她显得不无困惑。随即拿起杯,喝了口红茶。

“这话往后放放。”她说,“在那之前有点儿想做的事。”

“想做的事?”

“说出来让人顾忌的事。”

于是我们从客厅移到卧室床上,一如往常。

我同柚一起度过了六年最初的婚姻生活(应该称为前期婚姻生活),那期间一次也不曾和其他女性有过性关系。并非完全没有那样的机会。但那一时期较之去别的场所寻求别的可能性,我对和妻共同平稳度日怀有更强 的兴趣。

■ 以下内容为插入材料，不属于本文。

PR #576, opened 2024-03-17
[v3] fix: add missing default return value to EmptyData rule

stklcode:


florianbrinkmann (approved):
Oh, good catch, thanks!

PR #578, opened 2024-03-17
[v3] restore unit test environment

stklcode:
Update test dependencies to restore PHPUnit tests.
I didn't care about the old Behat stuff and commented out the pipeline part.

Started with one random test for `EmptyData` rule and already found (and fixed) a real bug :smiley:


florianbrinkmann:
> Started with one random test for EmptyData rule and already found (and fixed) a real bug 😃

Whoop! 🎉

florianbrinkmann (approved):

PR #579, opened 2024-03-17
[v3] minor fixes, code style tweaks, extend phpdocs

stklcode:
Working through all PHPCS issues. Discovered some minor issues, but most issues are just comments and documentation.

Yes, some comments are pure repetition without much of additional information, but it satisfies the code-style checks for now. We might spent some time in the future to improve on that, if necessary.


florianbrinkmann (approved):
Thanks a lot! ❤️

况且,即使从性角度看,同柚日常性做爱也能使我的性欲得到充分满足。

然而某个时候,妻毫无征兆地(我觉得)坦言相告:“非常对你不起,我恐怕不能和你一起生活了。”那是无可撼动的结论,哪里也找不见协商和妥协的余地。我狼狈不堪,不知如何做出反应,欲言无词。但有一点——唯有一点——可以理解:反正不能再留在这里了 。

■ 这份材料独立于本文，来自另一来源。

PR #589, opened 2024-05-06
Use `SCRIPT_NAME` instead of `REQUEST_URI` to check path

### LINKED ISSUE #585: Hide My WP Ghost - Security Obfuscation
**Describe the bug**
Getting the dreaded" No more “Error: Please type your comment text.” "
This is due to the wp-comments-post.php is hard coded in the php code 
The security plugin I use changes to whatever I want such as "x89yh8g1273g48yhj".
It's useful because it makes it harder for attackers to find the right string to attack.

**To Reproduce**
1. Install Hide My WP Ghost 
2. Obscure all the default paths including wp-comments-post.php
3. Install Antispam Bee
4. Can't post any comments, get the following: Error: Please type your comment text.”

**Expected behavior**
I expect to be able to post.

- OS: ALL
- Version Antispam Bee version 2.11.6

**My original fix for myself**
Posted this 1:1 on wordpress.org, hope you can make an option to set custom wp-comments-post.php

I wanted to contribute a fix to make this work with Hide My WP Plugin.
Open the zip file using file explorer (NOT WINRAR)
Copy to local antispam_bee.php
modify the wp-comments-post.php
Change it to what you currently have “comments “Custom comment Path:” set
I have something like “x89yh8g1273g48yhj”
There are 2 places you need to modify line 1185 and 1140.
This is for the version 2.11.6 of Antispam Bee.
Delete the original antispam-bee.2.11.6\antispam-bee\antispam_bee.php
Put your modified antispam_bee.php in that directory.
No more “Error: Please type your comment text.”
I hope this helps someone out there:)

2ndkauboy:
The script is currently checking if the `REQUEST_URI` is containing `wp-comments-post.php`, the default script to handle the submission of a comment. Some security plugins have options to rename this file to disguise that WordPress is used.

With this fix, the `SCRIPT_NAME` is used instead. Since many security plugins do use rewrite rules, while the `REQUEST_URI` value is changed, the `SCRIPT_NAME` value stays the same. Therefore, the condition would still recognize if a comment was submitted.

Fixes #585

### DIFF
--- a/tests/Unit/AntispamBeeTest.php
+++ b/tests/Unit/AntispamBeeTest.php
@@ -68,7 +68,7 @@ class FactoryTest extends TestCase {
 		$_SERVER['REMOTE_ADDR']          = '192.0.2.1';
 		$_SERVER['HTTP_X_FORWARDED_FOR'] = '192.0.2.2, 10.0.0.10';
 		$_SERVER['HTTP_X_REAL_IP']       = 'bogus';
-		$_SERVER['REQUEST_URI']          = 'https://domain.com/wp-comments-post.php';
+		$_SERVER['SCRIPT_NAME']          = '/wp-comments-post.php';
 		$_POST['comment']                = $comment;
 
 		$result = Testee::handle_incoming_request( $comment );
@@ -99,7 +99,7 @@ class FactoryTest extends TestCase {
 		$comment = array_merge( $this->get_base_comment(), $comment );
 
 		$_SERVER['REMOTE_ADDR'] = '12.23.34.45';
-		$_SERVER['REQUEST_URI'] = 'https://domain.com/wp-comments-post.php';
+		$_SERVER['SCRIPT_NAME'] = '/wp-comments-post.php';
 		$_POST['comment']       = $comment;
 
 		// This is where we check for the spam reason that was detected.
--- a/antispam_bee.php
+++ b/antispam_bee.php
@@ -1134,7 +1134,7 @@ class Antispam_Bee {
 			return;
 		}
 
-		$request_uri  = self::get_key( $_SERVER, 'REQUEST_URI' );
+		$request_uri  = self::get_key( $_SERVER, 'SCRIPT_NAME' );
 		$request_path = self::parse_url( $request_uri, 'path' );
 
 		if ( strpos( $request_path, 'wp-comments-post.php' ) === false ) {
@@ -1168,7 +1168,7 @@ class Antispam_Bee {
 	public static function handle_incoming_request( $comment ) {
 		$comment['comment_author_IP'] = self::get_client_ip();
 
-		$request_uri  = self::get_key( $_SERVER, 'REQUEST_URI' );
+		$request_uri  = self::get_key( $_SERVER, 'SCRIPT_NAME' );
 		$request_path = self::parse_url( $request_uri, 'path' );
 
 		if ( empty( $request_path ) ) {


tests/Unit/AntispamBeeTest.php
```diff
@@ -68,7 +68,7 @@ public function test_gets_ip_address() {
 		$_SERVER['REMOTE_ADDR']          = '192.0.2.1';
 		$_SERVER['HTTP_X_FORWARDED_FOR'] = '192.0.2.2, 10.0.0.10';
 		$_SERVER['HTTP_X_REAL_IP']       = 'bogus';
-		$_SERVER['REQUEST_URI']          = 'https://domain.com/wp-comments-post.php';
+		$_SERVER['SERVER_NAME']          = 'https://domain.com/wp-comments-post.php';
```
stklcode, line 71: Guess you wanted to use `SCRIPT_NAME` here?

This car typically does not contain the full URL, so a more realistic value would be
```php
$_SERVER['SCRIPT_NAME']          = '/wp-comments-post.php';
```

2ndkauboy: Right!

2ndkauboy:
Somehow, I accidentally closed the PR 🤔

tests/Unit/AntispamBeeTest.php
2ndkauboy: But the `REQUEST_URI` would often be the same, so the code was wrong before 😅 

@stklcode do you know why the tests are broken?

2ndkauboy: I think I've found the issue 🙈 The error message wasn't really of big help 😞

2ndkauboy: @stklcode any idea on why the Behat tests are failing?

stklcode: Unfortunately no. I'm not really familiar with _Behat_ and the bootstrap script is apparently only just running (behat.sh even throws some errors that are ignored) in GH actions, so it's little tricky to debug.

But the failure seems unrelated to your changes. I reverted everything temporarily and CI still fails: https://github.com/pluginkollektiv/antispam-bee/actions/runs/9066345933/job/24909046007?pr=589

stklcode: Likely a currently broken language API.

2ndkauboy: So you would say we can merge this PR?

stklcode: Yes. Changes are reasonable and look good.

... whenever GH actions finally reports the status, system is degraded right now.

stklcode (approved):

2ndkauboy:
@Zodiac1978 I don't think it's an alternative approach, it's just another step. Currently, the condition is the following:

```
strpos( $request_path, 'wp-comments-post.php' ) !== false
```

The `$request_path` used to be the `REQUEST_URI`, which would change, if a security plugin "changes this script name" using a rewrite rule. By using `SCRIPT_NAME`, we make sure we get the script name of the actual script that handles the request.

This is only affecting the left side of the condition and the first parameter `$request_path`. With `home_url()`, we could replace the second parameter, the static `wp-comments-post.php` string. But this would still not solve the issue. Replacing the first parameter with `home_url()`, the condition would most probably always be true, right?

Since this PR resolves the issue, I would not introduce a new function call (twice), we probably don't need.

stklcode:
`home_url(…)` should equal `REQUEST_URI`. But I don’t see much of a benefit over the (cheaper) `SCRIPT_NAME` comparison.

2ndkauboy:
The `home_url()` path is not looking at any `$_SERVER` values at all. All it does (in this case) is prepending the path with a slash. So calling `home_url('wp-comments-post.php', 'relative')` does always return `/wp-comments-post.php`, unless there is a filter hooking into `home_url`, which Hide My WP does not seem to do. So this is no solution.

@Zodiac1978 are you also OK to merge this then?

Zodiac1978:
> are you also OK to merge this then?

I just asked the author and if his approach is not smart, let's do it better.

From my understanding, it would still solve the issue with his plugin, so yes, I'm fine with PR!

Zodiac1978 (approved):
LGTM!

所以简单收拾随身用品装进用旧的“标致”205,开始流浪之旅。初春大约一个半月时间一直在冬寒尚存的东北和北海道移行不止,直至车最后报废动弹不得。旅行当中每到夜晚就想起柚的腰肢,包括她肉体的所有边边角角。手摸那里时她有怎样的表现?发出怎样的声音?本不情愿想,却不能不想。有时一边追索那样的记忆一边自行射精。尽管无意那么做。

不过,在长期旅行途中,只有一次同活生生的女性发生了关系。由于莫名其妙的情由,我同一个素不相识的年轻女子一夜同衾共枕——倒不是我主动追求的结果……

事情发生在宫城县海边一座小镇。记得是同岩手县交界处附近——那段时间我天天一点一点移动,经过了好几座相似的小镇。镇名没心思一一记——有座大渔港我是记得的。但那一带的镇一般都有大渔港。而且哪里都飘荡着柴油味儿和鱼腥味儿。

镇郊国道沿线有一处家庭餐馆,我在那里一个人吃晚饭。时值晚间八点左右。咖喱虾和家常色拉。餐馆里客人屈指可数。我在靠窗桌旁一个人边吃边看小开本书。对面座位突如其来坐了一个年轻女子。她毫不踌躇、一声招呼也没打就在塑革座位上迅速坐下,简直就像在说全世界再没有比这更理所当然的事了。

我吃惊地抬起脸。女子模样当然没有印象。百分之百初次会面。由于事出突然,我一时摸不着头脑。餐桌任凭多少都空在那里,不存在特意和我对坐的理由。或者如此做法在这座镇上反倒是再正常不过的不成?我放下餐叉,用纸巾擦拭嘴角,茫然看着她的脸。

“装作相识,”她言词简洁,“在这里碰头似的。”说是沙哑而富有磁性的语声也未尝不可,或者紧张使得她的嗓音一时沙哑了也不一定。可以约略听出东北口音。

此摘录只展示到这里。